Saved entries
-------------------------

PR #550, opened 2021-05-12
Ddp 5923 prism search

aglushko-broad:
image
image
image
image
image

### DIFF
--- a/ddp-workspace/projects/ddp-sdk/src/lib/components/prism/prism.component.spec.ts
+++ b/ddp-workspace/projects/ddp-sdk/src/lib/components/prism/prism.component.spec.ts
@@ -1,0 +1,379 @@
+import { Component, DebugElement } from '@angular/core';
+import { ComponentFixture, fakeAsync, TestBed, tick } from '@angular/core/testing';
+import { By } from '@angular/platform-browser';
+import { NoopAnimationsModule } from '@angular/platform-browser/animations';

-------------------------

* **What the exercise asks**
Could you copy every record above exactly as written?

* **Answer section**
PR #550, opened 2021-05-12
Ddp 5923 prism search

aglushko-broad:
image
image
image
image
image

### DIFF
--- a/ddp-workspace/projects/ddp-sdk/src/lib/components/prism/prism.component.spec.ts
+++ b/ddp-workspace/projects/ddp-sdk/src/lib/components/prism/prism.component.spec.ts
@@ -1,0 +1,379 @@
+import { Component, DebugElement } from '@angular/core';
+import { ComponentFixture, fakeAsync, TestBed, tick } from '@angular/core/testing';
+import { By } from '@angular/platform-browser';
+import { NoopAnimationsModule } from '@angular/platform-browser/animations';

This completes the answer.